Sorie Kondi: Thogolobea

Sorie Kondi
Thogolobea
Dutty Artz
2013-03-05

For most of his life Sorie Kondi has been playing the kondi thumb piano of Sierra Leone. By now he’s as good as you’d expect a serious professional musician to be after decades of work, so it’s intriguing to notice how much he likes to tuck his instrument back in the song, how he likes to pump up the volume of the automated clap-beat and the singing. The most delicate moments in the first two tracks are pierced by that mechanical clap-clap. His voice rides over the kondi mizzle, then a harder-pitched chorus of women stabs through him. So the music is a story of intricate, detailed things being stabbed by sharper, less sensitive things. The man used to play for money on the street and those attention-getting moments were possibly a survival mechanism, just as the shattering fuzzy volume of the style that has been promoted with the name “Congotronics” was a matter of survival in urban Central Africa.
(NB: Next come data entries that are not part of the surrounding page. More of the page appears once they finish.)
PR #933, opened 2019-11-14
[WIP] fix(language-support/#782): synchronize vim filetype 

### LINKED ISSUE #782: Hook up Vim filetypes for Syntax
I've discussed this with a few people, but it would be nice if we could hook up the vim filetype commands to Oni2.

That is:
 - User issues a `:set syntax=XXXX` command. Would probably also make sense to include the `ft`/`filetype` based commands too.
 - `libvim` sends a notification of that event.
 - We match that against the filetypes in the `textmate` grammars / `tree-sitter` and update the syntax highlights accordingly.

Part of this is going to be needed / useful in just the command pallete, to just say "Swap the syntax HL of this file to X", so that would be a useful first step. Then we can look at hooking up the notification and lookup.

There is probably something I'm missing here and I'm only assuming that a notification like that is possible, though there are `autocmds` for them all, so I'd assume it would be. (As an aside, do we have / is there any value in adding a generic way of hooking up to `autocmds`? Though I guess that would be a nightmare to add assumedly).

bryphe:
This adds support for `set filetype=<some filetype>`, which Onivim2 listens to and then will force the buffer to be set to the specified filetype. The available filetypes are contingent on the VSCode extensions included at runtime.

__TODO:__
- [ ] Hook up `:set filetype` to show a menu that allows for selection from list of filetypes
- [ ] Hook up syntax highlighting to respond to buffer update and re-highlight the file
- [ ] Hook up exthost to respond to buffer update and send appropriate notification (which notification is needed to adjust filetype of document)?

This fixes #782 , although it doesn't support `set syntax` - we don't have a concept of differentiating between syntax highlighting and filetype for the purpose of icons/language services at this time.


bryphe:
Superseded by #2303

You need people to hear you over city noise. One crucial difference — the Sierra Leonean doesn’t wire up his thumb piano and blast it. He ‘s patient. He takes his time. “Work hard, work hard,” he sings praisefully to the APC government for deciding to complete the hydroelectric dam that had been lingering unfinished for more than twenty years in a nation where most of the electricity comes from personal generators. Electricity is a treasure. He brings in the autotune and his voice segues into wavy glass.